This is a significant picture. It portrays one stamping the head of a snake with such force that the heel is bruised. Here in the very beginning, the battle lines were drawn between the forces of righteousness and the forces of evil with righteousness being victorious but carrying its battle scars and bruised heels.
It was the "seed of woman" untouched by man that was to bruise the serpent's head. This "seed" was spoken of as "he" --masculine gender. Only one man has ever lived that met this qualification. The word of God that was made flesh and dwelt among us (John 1:14) with an earthly mother but not an earthly father (Matthew 1:20} is that "seed."
"Adam was not beguiled, but the woman being beguiled hath fallen into transgression: but she shall be saved through her childbearing..." (I Timothy 2:14, 15). Not that women generally would be given some special advantage because they bore children, but that through woman (Eve) sin entered the world and by one woman (Mary) a Savior was born that would enable mankind to be loosed from the bondage of sin. So, "when the fullness of the time was come, God sent forth his Son, made of a woman" (Galatians 4:4) to "bruise the serpent's head."

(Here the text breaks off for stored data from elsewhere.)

PR #316, opened 2016-06-25
Remove internal test classes from autoloader

core23:
I am targetting this branch, because this is a major BC break for all tests.

Related to https://github.com/sonata-project/dev-kit/issues/179

## Changelog

```markdown
### Removed
- Internal test classes are now excluded from the autoloader
```

## Subject

Tests for internal components shouldn't be loaded in production or extended by other bundles.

The foot on the head or neck has always been symbolic of complete victory over an adversary. This is demonstrated when Joshua has his chief captains to put their feet upon the necks of the vanquished kings (Joshua 10:24). "To this end was the Son of God manifested, that he might destroy the works of the devil" (1 John 3:8}. The word "destroy" in this passage is from a Greek word which means "to loose, dissolve, sever, to break." Christ came to break the hold which Satan exercised over humanity. He did this by providing us a plan by which to be forgiven of our sins through obedience to his will. Satan can no longer hold one against that one's will. Whoever serves the devil today does so as a willing servant. He does not have to do it.